Friday, June 1, 2012

Judicial Review:- tender exercise must be within the performance of a public duty


MAHKAMAH RAYUAN MALAYSIA (BIDANG KUASA RAYUAN) 
RAYUAN SIVIL NO. W-01(IM)-88-2011


FOO AH CHIN (No. K/P : 410704-05-5002)
vs
1. PENGETUA SEKOLAH MENENGAH KEBANGSAAN ST. JOHN KUALA LUMPUR
2. PENGARAH JABATAN PELAJARAN WILAYAH PERSEKUTUAN KUALA LUMPUR
3. NAJIBAH BINTI MOHAMMAD (NO. K/P : 570905-02-2580)
4. KERAJAAN MALAYSIA

CORAM
Ramly bin Haji Ali, JCA Linton Albert, JCA Balia Yusof Haji Wahi, JCA

JUDGMENT

The Appellant was an unsuccessful tenderer. She had submitted her tender for the rental and operation of the canteen for the school of which the 1st Respondent was the Principal. The 1st Respondent had called for tenders for the operation of the school canteen for the period 1-12-2010 to 30-11-2012 by way of a notice placed at the notice board at the school.
The notice stipulated that tenders were to be submitted to the School Canteen Tender Committee whose decision was final and could not be questioned.
By a letter from the 1st Respondent dated 23-11-2010 the Appellant was informed of the decision of the School Canteen Tender Committee not to award the tender to her. Dissatisfied with the decision, the Appellant sought to apply for judicial review but her application for leave was refused by the learned high court Judge. Hence this appeal.

The relief the Appellant intended to ask for relevant to this appeal were these:

1.The order of certiorari to quash the decision of the School Canteen Tender Committee not to award the tender to her vide the 1st Respondent’s letter dated 23-11-2010;
2.A declaration that the Appellant was the successful tenderer;
3.An order of mandamus directing the 1st and 2nd Respondents to award the rental and operation of the school canteen to the Appellant.

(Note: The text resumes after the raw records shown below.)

Issue #966, opened 2023-03-31
Prepare for uuid 4.0.0


ryanheise:
**Is your feature request related to a problem? Please describe.**

just_audio currently depends on uuid 3.x. Once uuid 4 is released, people won't be able to use it with just_audio until we relax our constraints to support it. 

**Describe the solution you'd like**

Update the pubspec constraint to allow both uuid 3 and uuid 4. (The part of uuid we're using is compatible with both major versions.)

**Describe alternatives you've considered**

Remove the dependency on uuid. Although that's not necessary here.

**Additional context**

devyueyue:
Hi，How to play music in the background and compatible with the playback completion status. When the audio playback app is switched to the background, the playback progress stops refreshing

devyueyue:
Hi!   
How to monitor the playback completion status when playing music in the background (it is necessary to monitor the playback completion status and upload data to the server). When the audio playback app is switched to the background, the playback progress stops refreshing

devyueyue:
![image](https://user-images.githubusercontent.com/96807013/229408538-04cfb2b4-90da-4637-b234-b9db0a4a6dbd.png)

When the app switches to the background, the stream stops refreshing

phamnhuvu-dev:
@ryanheise ryanheise
uuid v4 just fixed a critical issue, and we really want to update that version
https://github.com/daegalus/dart-uuid/issues/87

ryanheise:
You can try forcing that with a dependency override, but since version 4 of the package hasn't been released as stable yet, I will wait until it is officially released as stable.

mikhael28:
@ryanheise hey there, good morning! I wanted to let you know that the uuid v4 has now been released as stable as of 5 days ago. It might be a good time to take a look, and see if now the time is right to update to fix the dependency constraints issue.

On a separate note, I wanted to let you know that your package is excellent and perfectly provides the functionality we were looking for in a simple and straightforward way. If I may be so bold, when you integrate the uuid changes, I would recommend bumping up the version number of the package to 1.0 from 0.9.x

A library of such quality deserves to have a non-zero digit to the far left :)

ryanheise:
Hi @mikhael28 , I am aware but I'm unfortunately in the process of upgrading my system and I don't have the Internet fully restored. But it should happen this weekend. @Pante is also in the process of contributing a PR (#1054 ) .

> A library of such quality deserves to have a non-zero digit to the far left :)

[...]

PR #1054, opened 2023-09-08
Upgrade UUID dependency from ^3.0.1 to ^4.0.0

Pante:
This is a small PR that upgrades the minimum UUID dependency from ^3.0.1 to ^4.0.0 which supports the [new UUID formats](https://www.ietf.org/archive/id/draft-peabody-dispatch-new-uuid-format-01.html#name-uuidv7-layout-and-bit-order). I'm not really sure if this constitutes as a breaking change. Please do let me know if this should be branched off the `major` branch instead.

### DIFF
--- a/just_audio/pubspec.yaml
+++ b/just_audio/pubspec.yaml
@@ -25,7 +25,7 @@ dependencies:
   path: ^1.8.0
   path_provider: ^2.0.0
   async: ^2.5.0
-  uuid: ^3.0.1
+  uuid: ^4.0.0
   crypto: ^3.0.0
   meta: ^1.3.0
   flutter:


ryanheise:
Hi @Pante yes that would be a breaking change. Please note #966 :

> Update the pubspec constraint to allow both uuid 3 and uuid 4. (The part of uuid we're using is compatible with both major versions.)

Pante:
My bad, seems like I missed the issue. I'll reopen another PR that addresses both issues.

EDIT: Actually would it still be a breaking change if the constraint was changed to `'>=3.0.1 <5.0.0'` instead?

ryanheise:
It's not a breaking change if it still supports the versions currently supported. So that's fine. You can also see how I've done it for `rxdart`.

PR #1062, opened 2023-09-17
Set the right Playback state to pass Android Media Controller Tests.

iosifnicolae2:
For complete information please take a look at: https://github.com/ryanheise/audio_service/pull/1042#issuecomment-1722520668


iosifnicolae2:
If @ryanheise consider this PR useful, it can be opened again and merged, until then I'll close it.

Thank you!

ryanheise:
This would not be a correct solution to your problem, as just_audio's states are not intended to be based on the legacy media session states, they are based on ExoPlayer states. In particular, `playing` is not a processing state, it is orthogonal to the processing state. So you can having playing+ready or playing+buffering or !playing+ready or !playing+buffering.

In the same fashion as ExoPlayer, just_audio's states are "mapped" into the legacy media session states. I was trying to work with you on the other issue to come up with a proper solution.

PR #1072, opened 2023-09-24
FIX: Unhandled Exception: type 'Null' is not a subtype of type 'MediaItem' in type cast

goviral-ma:
Unhandled Exception: type 'Null' is not a subtype of type 'MediaItem' in type cast

### DIFF
--- a/just_audio/lib/just_audio.dart
+++ b/just_audio/lib/just_audio.dart
@@ -864,7 +864,7 @@ class AudioPlayer {
   /// original [AudioSource]. If [end] is null, it will be reset to the end of
   /// the original [AudioSource]. This method cannot be called from the
   /// [ProcessingState.idle] state.
-  Future<Duration?> setClip({Duration? start, Duration? end}) async {
+  Future<Duration?> setClip({Duration? start, Duration? end, dynamic tag: tag}) async {
     if (_disposed) return null;
     _setPlatformActive(true)?.catchError((dynamic e) async => null);
     final duration = await _load(
@@ -875,6 +875,7 @@ class AudioPlayer {
                 child: _audioSource as UriAudioSource,
                 start: start,
                 end: end,
+                tag: tag
               ));
     return duration;
   }
--- a/just_audio/lib/just_audio.dart
+++ b/just_audio/lib/just_audio.dart
@@ -864,7 +864,7 @@ class AudioPlayer {
   /// original [AudioSource]. If [end] is null, it will be reset to the end of
   /// the original [AudioSource]. This method cannot be called from the
   /// [ProcessingState.idle] state.
-  Future<Duration?> setClip({Duration? start, Duration? end, dynamic tag: tag}) async {
+  Future<Duration?> setClip({Duration? start, Duration? end, dynamic tag}) async {
     if (_disposed) return null;
     _setPlatformActive(true)?.catchError((dynamic e) async => null);
     final duration = await _load(


otabekoff:
I think I am also getting this error when trying to use `just_audio_cache` with `just_audio` and `just_audio_background` packages together. I have predefined data and when I want to set them into a MediaItem it is giving "[Unhandled Exception: type 'Null' is not a subtype of type 'MediaItem' in type cast](https://github.com/ryanheise/just_audio/pull/1072#top) error. I thought it was happening by me. But it was the error gotten by others too. Please, fix this problem. As for now I am using type casting like `state........data.get as MediaItem(.....` as a workaround.

otabekoff:
I my opinion, these changes by @goviral-ma doesn't fix errors at all.  Any further fixes @ryanheise ???

otabekoff:
@goviral-ma I tested the reason why it is happening. When I removed `dynamicSet` part from `init`, it began to work. I mean it is issue with `just_audio_cache` plugin which is not owned by Ryan Heise.

goviral-ma:
@otabekoff in my case I'm not using `just_audio_cache`
I'm using `just_audio` with `just_audio_background`, and this is a quick fix that worked for me and solved my problem.
The function `setClip` in just_audio doesn't take tag as parameter, and in the core of the function, an instance of `ClippingAudioSource` is created with null as tag variable, that's why the problem produced.

I simply solved it by adding tag variable to `setClip` to pass the value of tag to the function.

otabekoff:
@goviral-ma So caching is working for you?

mathisfouques:
Hey @otabekoff , in this [file](https://github.com/lau1944/just_audio_cache/blob/main/lib/src/audio_player_utils.dart), dynamicSet method use setFilePath from just_audio package. In this method [setFilePath](https://github.com/ryanheise/just_audio/blob/6952be55c6ddfb01f2567c0737ef098d1bd9fd45/just_audio/lib/just_audio.dart#L701), you see that AudioSource.file() does not set the tag, which is also added in this PR (but for setClip method). 

I've come up with this message because I had the same problem, but using just_audio + just_audio_background, with the setFilePath method, which, as setClip, does not set the tag used in just_audio_background. 

If you're just using just_audio + [...]_background with setFilePath, consider manually setting a tag as MediaItem to solve this : 
```
await player.setFilePath(path);

await player.setAudioSource(AudioSource.file(path,
  tag: MediaItem(
   id: path,
   title: path.split('/').last,
)));
```

Anyway, I think this notion of tag is not clear. I'm not sure if the value of the tag can ever NOT be a MediaItem, and if not we should consider removing the dynamic typing by MediaItem? . And even remove the nullable and put a default value ?
@ryanheise thoughts ? I can put another PR if you want.

ryanheise:
First, thanks for bumping this, since it went off my radar. The tag is for associating your app's own data with each audio source. It's similar to Android's [View tags](https://developer.android.com/reference/android/view/View#tags). Any data structure can be stored in it. If you use just_audio_background, then you are letting that plugin manage the tag for you, so you don't get a choice, it has to be MediaItem. But if you want to manage things yourself, you should not use just_audio_background (i.e. use audio_service directly), and then you can use the tag to store whatever data you find useful.

Regarding the PR, yes this is important, and I agree the tag parameter probably needs to be added to a number of other places as well.

mathisfouques:
Ok, here is the PR #1219 (@ryanheise)

ryanheise:
Thanks, @goviral-ma for the contribution. This is now merged into `minor` along with #1219 for the other missing ones.

Issue #1032, opened 2023-07-26
LockCachingAudioSource._fetch  _File.renameSync issue


AmmarZY:
The following error is reported by firebase analytics regarding LockCachingAudioSource._fetch method, where an exception is thrown by _File.renameSync (dart:io)

**Error messages**

Fatal Exception: FlutterError
PathNotFoundException: Cannot rename file to '/var/mobile/Containers/Data/Application/DFBCF9C9-13D9-4E3D-853D-7487BF63D8A2/Library/Caches/todayprayers_audio/zeyarat_ashuraa_abather.mp3', path = '/var/mobile/Containers/Data/Application/DFBCF9C9-13D9-4E3D-853D-7487BF63D8A2/Library/Caches/todayprayers_audio/zeyarat_ashuraa_abather.mp3.part' (OS Error: No such file or directory, errno = 2)

Fatal Exception: FlutterError
0  ???                            0x0 _File.renameSync (dart:io)
1  ???         

No errors occur

- Iphone 14
- version: 16.4.1
Futter SDK 3.10.4

PR #1076, opened 2023-09-30
Fix PathNotFoundException when using LockCachingAudioSource

Colton127:
Relevant issue: https://github.com/ryanheise/just_audio/issues/1032

I have this issue littered throughout my sentry logs. I can sometimes replicate it by setting a LockCachingAudioSource and then disposing of the audio player almost immediately afterwards. It appears that just_audio attempts to rename (or delete on error) the partial cache file, but does so without first checking to see if it exists. This pull request simply ensures the partial cache file exists before attempting to rename or delete it.


Colton127:
@ryanheise Any updates on this? Thank you for your time.

danielgomezriconeon:
@ryanheise ping

ryanheise:
Thank you for the ping - I've been busy on the next major release for the past few weeks, but should look at this one after that is released. Please feel free to ping me again in a week if I haven't attended to this by then.

Issue #453, opened 2024-08-26
[DR] Upgrade positivity shift to maintain quasineutrality


manauref:
Presently we have an updater, `positivity_shift_gyrokinetic`, which is meant to enforce positivity of the distribution function `f` at certain "check" points (presently Gauss-Legendre quad points, but could be changed to Gauss-Lobatto nodes) . It works as follows:

1. Loop over phase space.
2. In each cell, perform a modal-2-nodal transform & check if $f_{\mathrm{in}}<0$ at check points.
3. If $f_{\mathrm{in}}$ is <0 at a check point, raise $f_{\mathrm{in}}$ to 0 at that point.
4. Perform a nodal-2-modal transform of the distribution $\Rightarrow f_{\mathrm{shifted}}$.
5. If a shift was performed, compute $\Delta  f=f_{\mathrm{shifted}} - f_{\mathrm{in}}$.
6. Compute and output the integrated moments of $\Delta  f$.

This is done independently to each species. As one would expect, this may not preserve quasineutrality in gyrokinetics as one may add electrons but not ions, or viceversa.

We propose to modify this updater so it preserves quasineutrality as follows:
1. Use a two-loop structure, one over conf- and one over vel-space, like we do in computing moments.
2. In the conf-loop, check if the current M0 moment (guiding center density $n_s$) if >0.
3. In the vel-loop, shift `f` if needed (as described above).
4. If M0 was >0 in this conf-cell, re-scale `f` so it has the same M0 as before the shifting. This procedure alone would guarantee (guiding-center) quasineutrality, because the number densities where not changed.
5. If M0 was <0 somewhere, we will have added some (guiding-center) density. After the above procedure is done to each species compute $\Delta  n_s=n_{s,\mathrm{shifted}} - n_{s,\mathrm{in}}$ and rescale each species species as
$$f_{s,\mathrm{new}} = \left[\left(n_{s,\mathrm{shifted}}+h_{sr}\right)/n_{s,\mathrm{shifted}}\right] f_{s,\mathrm{shifted}}$$
where
$$h_{sr}= \max(0, (\Delta n_r^{(0)} - \Delta n_s^{(0)})/|\Delta n_r^{(0)}-\Delta n_s^{(0)}|) * (\Delta n_r-\Delta n_s)$$
[...]

PR #461, opened 2024-09-14
Modify the positivity shift so it can use a Moe-Rossmanith-Seal limiter and preserve quasineutrality

manauref:
The design for this modification is described in issue #453 
Some plots of its test are also shown there. Furthermore, I ran rt_gk_sheath with `.enforce_positivity = true` through valgrind and it came out without any errors.

Note, presently it does regular shifting of f only, not the MRS limiter. To use the MRS limiter one has to change
https://github.com/ammarhakim/gkylzero/blob/f5029fc1502bc9432eb2742b4517999af7d190eb/zero/positivity_shift_gyrokinetic.c#L47
and I didn't make this a user-input because it is not yet clear which option is better, only with time, as people use this, will we be able to tell.

Another change to the app included here is that previously the positivity_shift updater was calculating part of the integrated moments of the shift. Now the updater only does the shifting; its hard for it to also compute diagnostics on the fly because of the potential quasineutrality-enforcing scaling that depends on other species and is computed after using the pos_shift updater. So now the diagnostics, both moments and integrated moments, are computed separately using the same infrastructure previously existing for regular moms and int_moms of f.


JunoRavin:
Can you clarify how frequently we call the positivity shift? I noticed it looked to me like the positivity shift is only being called after the RK3 step. In a flux-based positivity preserving scheme we will want the positivity preservation to happen every forward Euler step (I think the MRS limiter should be performed every forward Euler step for example). 

Am I mis-reading the program flow or is the positivity shift only meant to be a per total time step method instead of a per forward Euler method call?

JunoRavin (approved):
Chatted with @manauref about the current formulation and I understand now that the positivity shift is currently only being applied every RK3 step. When we get a flux-based limiter in place that insures the cell averages stay positive, we will likely want to experiment with where we do further positivity shifting, but that feels like future work to me at the moment.

tnbernard (approved):
Looks like good progress on the positivity issue. I approve this so that it can be applied in production runs for additional testing.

The learned Judge was correct in refusing leave to apply for an order of certiorari on the basis that the impugned decision was in relation to a tender exercise and not the performance of a public duty. The situation in the instant appeal is analogous to that which was determined in DR. AMIR HUSSEIN BIN BAHARUDDIN V. UNIVERSITI SAINS MALAYSIA [1989] 3 MLJ 298 where leave to apply for judicial review was refused. The applicant there had been appointed dean of the School of Social Science for several consecutive terms but was not re-appointed thereafter. His application for leave to apply for an order of certiorari to quash that decision not to reappoint him was refused. In refusing leave, Edgar Joseph Jr. J (as he then was) said at p301:

“Thus, in the present case, the question whether the applicant should have been reappointed dean following the expiry of his term, by the vice-chancellor pursuant to the powers conferred by s 18 of the Constitution was exclusively a domestic matter involving academic judgment, to be resolved internally.”
The tender exercise was no less a domestic matter and leave was correctly refused.

In relation to an application for an order of mandamus, the relevant provision in section 44 of the SPECIFIC RELIEF ACT 1950 states:
“(1) A Judge may make an order requiring any specific act to be done or forborne, by any person holding a public office, whether of a permanent or a temporary nature, or by any corporation or any court subordinate to the High Court:
Provided that 
(a) an application for such an order be made by some person whose property, franchise, or personal right would be injured by the forbearing or doing, as the case may be, of the said specific act;
(b) such doing or forbearing is, under any law for the time being in force, clearly incumbent on the person or court in his or its public character, or on the corporation in its corporate character;
(c) in the opinion of the Judge the doing or forbearing is consonant to right and justice;
(d) the applicant has no other specific and adequate legal remedy; and
(e) the remedy given by the order applied for will be complete.”

The learned Judge found that the Appellant had failed to satisfy the requirements of sub-sections (a) and (b) of Section 44(1) of the SPECIFIC RELIEF ACT 1950 because it was not shown how the Appellant’s property, franchise or personal right could be injured if an order of mandamus was not made nor could the School Canteen Tender Committee be said to be subject to any law imposing on it a duty to deal with the matter complained of by the Appellant.

The court must be satisfied that all the conditions laid down in the proviso to section 44(1) of the Act are complied with. (See NG BEE v. CHAIRMAN, TOWN COUNCIL, KUALA PILAH [1975] 1 MLJ 273 at p 275). The Appellant’s application premised as it was, solely on the expectation of being awarded the tenders albeit embellished with allegations of unfairness and mala fide cannot conceivably be said to fulfill the requirements of section 44(1) (a) and (b) of the Act.